PR #1957, opened 2026-09-02
Fix Windows link failures for lfs_mcp and lfs_visualizer

jacobvanbeets:
Windows Release builds of `lfs_mcp.dll` and `lfs_visualizer.dll` failed at link time with:

- `LNK2005`: `log_arena_failure_vram_snapshot` defined in both `lfs_core.dll` and `lfs_core_cuda.lib`
- `LNK2019` x6: unresolved `VmmDeviceBuffer` inline members (default ctor, `data()`, `committed_bytes()`, `granularity_bytes()`, `operator bool()`, `kGranularityBytes`)

Both are MSVC `dllimport`/`dllexport` boundary issues (Linux builds pass because visibility attributes don't create import thunks).

## Root causes & fix

**1. `log_arena_failure_vram_snapshot` (LNK2005).** Declared `LFS_CORE_API` in `memory_arena.hpp` — i.e. every consumer compiles it as `__declspec(dllimport)` from `lfs_core.dll` — but defined in `memory_arena.cu`, which is part of the static `lfs_core_cuda`. When `memory_arena.cu.obj` was pulled into a consumer link, the local definition collided with the DLL import. The definition now lives in `memory_arena_owner.cpp` (built into `lfs_core`), next to its siblings `global_arena_manager()` / `shutdown_global_arena_manager()`, so it is genuinely exported from `lfs_core.dll` as declared.

**2. `VmmDeviceBuffer` (LNK2019/LNK2001/LNK4217).** The class is declared `LFS_CORE_API`, but `vmm_device_buffer.cpp` was compiled into `lfs_core_cuda` without `LFS_CORE_EXPORTS`. That TU saw the class as `dllimport`, so MSVC emitted `__imp_` references instead of definitions for the header-inline members — and since no `LFS_CORE_EXPORTS` TU ever defined them, `lfs_core.dll` never exported them and the import thunks didn't exist. `vmm_device_buffer.cpp` now compiles into `lfs_core` (with `LFS_CORE_EXPORTS`), so all members — inline, defaulted ctor, `kGranularityBytes`, and the out-of-line ones — are exported from `lfs_core.dll` and imported by consumers (`gsplat_backend_lfs`, `lfs_training`, …). This mirrors the existing `OperationId`/`SmallFields` pattern in `error.hpp`.

## Verification

Full Windows Release build (ninja, same toolchain as CI): `lfs_core.dll`, `lfs_mcp.dll`, and `lfs_visualizer.dll` now link cleanly; no LNK2005/LNK2019/LNK4217 remaining.

### DIFF
--- a/src/core/CMakeLists.txt
+++ b/src/core/CMakeLists.txt
@@ -71,6 +71,7 @@ set(CORE_SOURCES
         host_metrics.cpp
         failure_report.cpp
         cuda/memory_arena_owner.cpp
+        cuda/vmm_device_buffer.cpp
         memory_pressure.cpp
         memory_domain.cpp
         operator_callbacks.cpp
--- a/src/core/cuda/CMakeLists.txt
+++ b/src/core/cuda/CMakeLists.txt
@@ -10,7 +10,6 @@
 set(LFS_CORE_CUDA_SOURCES
     memory_arena.cu
     exportable_storage.cpp
-    vmm_device_buffer.cpp
     lanczos_resize/lanczos_resize.cu
     undistort/undistort.cu
     kernels/selection_ops.cu
--- a/src/core/cuda/memory_arena.cu
+++ b/src/core/cuda/memory_arena.cu
@@ -18,44 +18,6 @@
 
 namespace lfs::core {
 
-    void log_arena_failure_vram_snapshot(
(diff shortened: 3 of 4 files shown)


MrNeRF:
Thank you @jacobvanbeets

•••

▶ WHAT NEEDS TO BE DONE: Everything from the first line of the records through the line containing "i.e. every consumer" is to be set down exactly, while later lines are left out.

▶ RESPONSE:
PR #1957, opened 2026-09-02
Fix Windows link failures for lfs_mcp and lfs_visualizer

jacobvanbeets:
Windows Release builds of `lfs_mcp.dll` and `lfs_visualizer.dll` failed at link time with:

- `LNK2005`: `log_arena_failure_vram_snapshot` defined in both `lfs_core.dll` and `lfs_core_cuda.lib`
- `LNK2019` x6: unresolved `VmmDeviceBuffer` inline members (default ctor, `data()`, `committed_bytes()`, `granularity_bytes()`, `operator bool()`, `kGranularityBytes`)

Both are MSVC `dllimport`/`dllexport` boundary issues (Linux builds pass because visibility attributes don't create import thunks).

## Root causes & fix

**1. `log_arena_failure_vram_snapshot` (LNK2005).** Declared `LFS_CORE_API` in `memory_arena.hpp` — i.e. every consumer compiles it as `__declspec(dllimport)` from `lfs_core.dll` — but defined in `memory_arena.cu`, which is part of the static `lfs_core_cuda`. When `memory_arena.cu.obj` was pulled into a consumer link, the local definition collided with the DLL import. The definition now lives in `memory_arena_owner.cpp` (built into `lfs_core`), next to its siblings `global_arena_manager()` / `shutdown_global_arena_manager()`, so it is genuinely exported from `lfs_core.dll` as declared.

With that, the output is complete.